MATERIAL FOR THIS TASK:
Issue #121, opened 2021-03-30
Proxy headers


theArina:
How can I add proxy headers to upstream proxy ?

jancurn:
I assume you'd like to add extra headers to the `HTTP CONNECT` method, right? Currently, this is not possible. See `HandlerTunnelChain` implementation, PRs welcome.

theArina:
@jancurn, I'll take a look at this, thanks.

dmitryshelomanov:
@theArina has solution ?

theArina:
@dmitryshelomanov, yeah, we made a [fork.](https://github.com/petr-vysotskiy/proxy-chain) take a look, but we also added some enrichments that we needed.

dmitryshelomanov:
@theArina any docs ?

theArina:
@dmitryshelomanov, for a fork ?

theArina:
@dmitryshelomanov, well, shortly you just kinda return this
`{ requestAuthentication: false, upstreamProxyUrl, proxyHeaders };`
instead of this
`{ requestAuthentication: false, upstreamProxyUrl };`
from the **prepareRequestFunction** 
(but not necessarily)

bliuchak:
Closing this as resolved.

PR #144, opened 2021-07-29
Add proxy headers, add support for the https proxy

theArina:
Sorry for the mess though.  
#121, #47 related.

### DIFF
--- a/src/handler_forward.js
+++ b/src/handler_forward.js
@@ -1,4 +1,5 @@
 import http from 'http';
+import tls from 'tls';
 import {
     isHopByHopHeader, isInvalidHeader, addHeader, maybeAddProxyAuthorizationHeader,
 } from './tools';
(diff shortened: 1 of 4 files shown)


mnmkng:
Could you clean this up a bit please? There are a lot of unrelated changes in this PR caused by old commits. I have no idea what this PR would do when it has 900 changed lines in the diff.

theArina:
@mnmkng, sure.

theArina:
@mnmkng, hey, should I've even made a PR into this branch ? I now realise that it was updated long ago. And I was pulling changes from master.

mnmkng:
Yeah, you're right. I missed it. Please make the PR against master, not develop. Thanks.

theArina:
@mnmkng, here you go!

jancurn:
@theArina thanks for your PR and the cleanup. However, there are still zero comments explaining what your changes do and what they are good for, and zero new unit tests for those changes. Also, I don't think it makes sense to add one more dependency "rimraf" just to enable "npm clean" command, that's just too wasteful.

B4nan:
> Also, I don't think it makes sense to add one more dependency "rimraf" just to enable "npm clean" command, that's just too wasteful.

It depends - if we want to make this repository windows friendly, we can't use just `rm` (that's the point of `rimraf`, being platform independent). But it should be a **dev dependency**.

Granted, this is not related to the PR itself and would be better done separately.

theArina:
I'll see what I can do with the comments and stuff. 
It's just at first we made changes for the personal usage, but I thought someone else might also need this stuff.

jancurn:
@theArina I totally understand and are grateful for your help, we just require a certain standard for this library, as it's used quite a bit, including our own production systems.

src/handler_forward.js
```diff
@@ -16,9 +17,104 @@ export default class HandlerForward extends HandlerBase {
...
+            host: this.upstreamProxyUrlParsed.hostname,
+            port: this.upstreamProxyUrlParsed.port
+        });
+
+        const headers = { ...this.proxyHeaders };
+        maybeAddProxyAuthorizationHeader(this.upstreamProxyUrlParsed, headers);
+        const requestUrl = new URL(this.srcRequest.url);
+        const hostname = `${requestUrl.hostname}:${requestUrl.port || '80'}`;
+
+        let payload = `CONNECT ${hostname} HTTP/1.1\r\n`;
```
szmarczak, line 38: Using the CONNECT protocol is unnecessary. This is just a regular web proxy.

TASK INSTRUCTIONS: Would you repeat each of the lines above exactly?

REPLY TO THE EXERCISE:
Issue #121, opened 2021-03-30
Proxy headers


theArina:
How can I add proxy headers to upstream proxy ?

jancurn:
I assume you'd like to add extra headers to the `HTTP CONNECT` method, right? Currently, this is not possible. See `HandlerTunnelChain` implementation, PRs welcome.

theArina:
@jancurn, I'll take a look at this, thanks.

dmitryshelomanov:
@theArina has solution ?

theArina:
@dmitryshelomanov, yeah, we made a [fork.](https://github.com/petr-vysotskiy/proxy-chain) take a look, but we also added some enrichments that we needed.

dmitryshelomanov:
@theArina any docs ?

theArina:
@dmitryshelomanov, for a fork ?

theArina:
@dmitryshelomanov, well, shortly you just kinda return this
`{ requestAuthentication: false, upstreamProxyUrl, proxyHeaders };`
instead of this
`{ requestAuthentication: false, upstreamProxyUrl };`
from the **prepareRequestFunction** 
(but not necessarily)

bliuchak:
Closing this as resolved.

PR #144, opened 2021-07-29
Add proxy headers, add support for the https proxy

theArina:
Sorry for the mess though.  
#121, #47 related.

### DIFF
--- a/src/handler_forward.js
+++ b/src/handler_forward.js
@@ -1,4 +1,5 @@
 import http from 'http';
+import tls from 'tls';
 import {
     isHopByHopHeader, isInvalidHeader, addHeader, maybeAddProxyAuthorizationHeader,
 } from './tools';
(diff shortened: 1 of 4 files shown)


mnmkng:
Could you clean this up a bit please? There are a lot of unrelated changes in this PR caused by old commits. I have no idea what this PR would do when it has 900 changed lines in the diff.

theArina:
@mnmkng, sure.

theArina:
@mnmkng, hey, should I've even made a PR into this branch ? I now realise that it was updated long ago. And I was pulling changes from master.

mnmkng:
Yeah, you're right. I missed it. Please make the PR against master, not develop. Thanks.

theArina:
@mnmkng, here you go!

jancurn:
@theArina thanks for your PR and the cleanup. However, there are still zero comments explaining what your changes do and what they are good for, and zero new unit tests for those changes. Also, I don't think it makes sense to add one more dependency "rimraf" just to enable "npm clean" command, that's just too wasteful.

B4nan:
> Also, I don't think it makes sense to add one more dependency "rimraf" just to enable "npm clean" command, that's just too wasteful.

It depends - if we want to make this repository windows friendly, we can't use just `rm` (that's the point of `rimraf`, being platform independent). But it should be a **dev dependency**.

Granted, this is not related to the PR itself and would be better done separately.

theArina:
I'll see what I can do with the comments and stuff. 
It's just at first we made changes for the personal usage, but I thought someone else might also need this stuff.

jancurn:
@theArina I totally understand and are grateful for your help, we just require a certain standard for this library, as it's used quite a bit, including our own production systems.

src/handler_forward.js
```diff
@@ -16,9 +17,104 @@ export default class HandlerForward extends HandlerBase {
...
+            host: this.upstreamProxyUrlParsed.hostname,
+            port: this.upstreamProxyUrlParsed.port
+        });
+
+        const headers = { ...this.proxyHeaders };
+        maybeAddProxyAuthorizationHeader(this.upstreamProxyUrlParsed, headers);
+        const requestUrl = new URL(this.srcRequest.url);
+        const hostname = `${requestUrl.hostname}:${requestUrl.port || '80'}`;
+
+        let payload = `CONNECT ${hostname} HTTP/1.1\r\n`;
```
szmarczak, line 38: Using the CONNECT protocol is unnecessary. This is just a regular web proxy.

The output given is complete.